O missionário, natural do Louriçal, agredido à catanada
                  em Moçambique, está fora de perigo, mas completamente
                  cego, confirmou ao DIÁRIO AS BEIRAS, o seu irmão,
                padre António.
                O padre António Gonçalves, de 75 anos, irmão
                  do missionário João, de 78 anos, era a imagem
                  da angústia, ontem à tarde no lugar de Santo
                  António, Louriçal, Pombal, onde falou com à nossa
                  reportagem. É ele o chefe da Missão da Boa Nova,
                  instalada há 21 anos no distrito de Chiúre, Norte
                  de Moçambique. Foi aí que o seu irmão
                  de sangue e de fé ficou gravemente ferido num assalto
                  levado a cabo por, pelo menos, dois homens à casa paroquial
                  onde vivem, de que resultou também a morte do guarda
                  da habitação. 
                  O pároco deslocou-se a Portugal há dois meses
                  para uma intervenção cirúrgica devido
                  a glaucoma, que continua a aguardar no Hospital da Figueira
                  da Foz. Para trás deixou João Gonçalves
                  e o colega padre José Marques, actualmente a viver sozinho
                  na casa paroquial, motivo de grande preocupação,
                  atendendo a que “os assaltos para roubar as placas solares
                  se têm repetido com muita frequência desde Novembro
                  do ano passado”. Aliás, foi esse o móbil
                  do crime ocorrido no dia 14 de Março, tal como já havia
                  acontecido anteriormente, num total de 15 painéis solares
                  roubados do cimo da habitação e também
                  do telhado da igreja de Chiúre.
                  Entretanto, a polícia moçambicana anunciou que
                  deteve ontem dois suspeitos do ataque. Nássimo Acimo,
                  procurador da República naquele distrito moçambicano,
                  onde se localiza a missão atacada sexta-feira, adiantou
                  que “mais indivíduos poderão estar sob
                  custódia policial em breve, logo que o juiz de instrução
                  criminal legalize a sua prisão”.
                “
                  Os elementos que recolhemos no local do crime indiciam a participação
                  de outras pessoas no crime em que morreu o nosso concidadão
                  e foi também atacado o padre Gonçalves”,
                  afirmou.
                  João Gonçalves, 78 anos, é conhecido como
                  padre, mas é o próprio irmão que o nega,
                  explicando que “é um leigo da mesma sociedade
                  missionária”, com os mesmos princípios
                  e valores, que ajudava no serviço religioso, na horta
                  e na criação de animais.
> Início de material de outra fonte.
PR #11783, opened 2026-04-24
API stability annotations follow up (4.x)

### LINKED ISSUE #11565: API Stability annotations on Helidon APIs (4.x)

tomas-langer:
Resolves #11565

Finishes the remaining 4.x API-stability cleanup after PR #11688 by replacing the remaining Javadoc-only stability signals with explicit annotations where appropriate, keeping the metrics snapshot contract public, and updating the related module wiring.

There may be additional changes in the future, if we decide to change public APIs to internal (i.e. some codegen APIs)

### DIFF
--- a/common/testing/junit5/src/main/java/io/helidon/common/testing/junit5/TemporaryFolderExt.java
+++ b/common/testing/junit5/src/main/java/io/helidon/common/testing/junit5/TemporaryFolderExt.java
@@ -1,5 +1,5 @@
 /*
- * Copyright (c) 2018, 2022 Oracle and/or its affiliates.
+ * Copyright (c) 2018, 2026 Oracle and/or its affiliates.
  *
  * Licensed under the Apache License, Version 2.0 (the "License");
  * you may not use this file except in compliance with the License.
@@ -45,8 +45,10 @@ import org.junit.jupiter.api.extension.ExtensionContext;
  * The extension automatically deletes the temporary files after all tests in
  * the test class have finished.
  *
+ * @deprecated Use JUnit 5 {@link org.junit.jupiter.api.io.TempDir @TempDir} support for temporary files and
+ *         directories instead.
  */
-@Deprecated
+@Deprecated(since = "4.5.0", forRemoval = true)
 public class TemporaryFolderExt implements BeforeEachCallback, AfterEachCallback {
 
     private Path root;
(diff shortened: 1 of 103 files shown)


common/testing/junit5/src/main/java/io/helidon/common/testing/junit5/TemporaryFolderExt.java
```diff
@@ -45,8 +45,10 @@
  * The extension automatically deletes the temporary files after all tests in
  * the test class have finished.
  *
+ * @deprecated Use JUnit 5 {@link org.junit.jupiter.api.io.TempDir @TempDir} support for temporary files and
+ *         directories instead.
  */
-@Deprecated
+@Deprecated(since = "4.5.0", forRemoval = true)
```
romain-grecourt, line 51: Should this be both deprecated and internal ?

integrations/cdi/jpa-cdi/src/main/java/io/helidon/integrations/cdi/jpa/JpaExtension.java
```diff
@@ -120,7 +120,7 @@
  *
  * @deprecated Please use {@link PersistenceExtension} instead.
  */
-@Deprecated(since = "4.0")
+@Deprecated(since = "4.0.0", forRemoval = true)
 @SuppressWarnings("checkstyle:IllegalToken") // deprecated, to be removed
 public class JpaExtension implements Extension {
```
romain-grecourt, line 126: Should the constructor be marked internal ?

common/testing/junit5/src/main/java/io/helidon/common/testing/junit5/TemporaryFolderExt.java
tomas-langer: I don't think that makes sense, as it is removed in 27. The internal information would not really help I think.

integrations/cdi/jpa-cdi/src/main/java/io/helidon/integrations/cdi/jpa/JpaExtension.java
tomas-langer: yes

tomas-langer: Also this whole module is deprecated and will be removed...

common/testing/junit5/src/main/java/io/helidon/common/testing/junit5/TemporaryFolderExt.java
tomas-langer: I kept it only deprecated for removal, as it feels much stronger than internal already.

romain-grecourt (approved):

Agora, encontra-se internado
                  no Hospital Central de Maputo, onde deverá ser submetido
                  a novas intervenções cirúrgicas, devido
                  aos diversos cortes a cabeça e nos braços, um
                  deles fracturado. Já anteriormente cego de um olho,
                  ficou totalmente invisual depois de um dos golpes de catana
                  ter atingido fatalmente a outra vista. Nos contactos telefónicos
                  com o irmão em Portugal, a vítima relatou que
                  os médicos afirmam que a única solução
                  possível seria um transplante, o que é inviável
                  em Moçambique.
                  Daquela noite, João Gonçalves recordou à Lusa
                  que “o guarda sentiu-os lá em cima no terraço.
                  Foi lá e foi apanhado por um bandido. Eu não
                  tive coragem de o deixar sozinho e fui acudir, mas não
                  acudi nada”. O guarda foi entretanto lançado do
                  alto do telhado para o solo, ficando gravemente ferido, vindo
                  a morrer no dia seguinte. O irmão, em Portugal, garante
                  que irá regressar, assim que esteja restabelecido da
                  intervenção cirúrgica prevista. Os olhos
                  são, aliás, um órgão especialmente
                  vulnerável entre a família Gonçalves da
                  povoação de Santo António, uma vez que
                  um outro irmão, de 81 anos, também já foi
                  operado e a irmã mais velha, de 84 anos, está completamente
                  cega devido ao glaucoma. 
                  O pároco explicou que é missionário em
                  Moçambique desde 1967, tendo recebido João em
                  1987. “Passei grandes dificuldades com as perseguições,
                  depois com a guerra e agora os ladrões, para além
                  da hostilidade política, que também não
                  falta”, lamenta o religioso, queixando-se de que já várias
                  vezes havia pedido mais segurança à polícia
                  local, sem resultados práticos. Quanto ao estado de
                  saúde do irmão, internado em Maputo, reconhece
                  que “é uma vida que se transforma para um homem
                  que deixou de ver, o que é um sofrimento muito pesado”.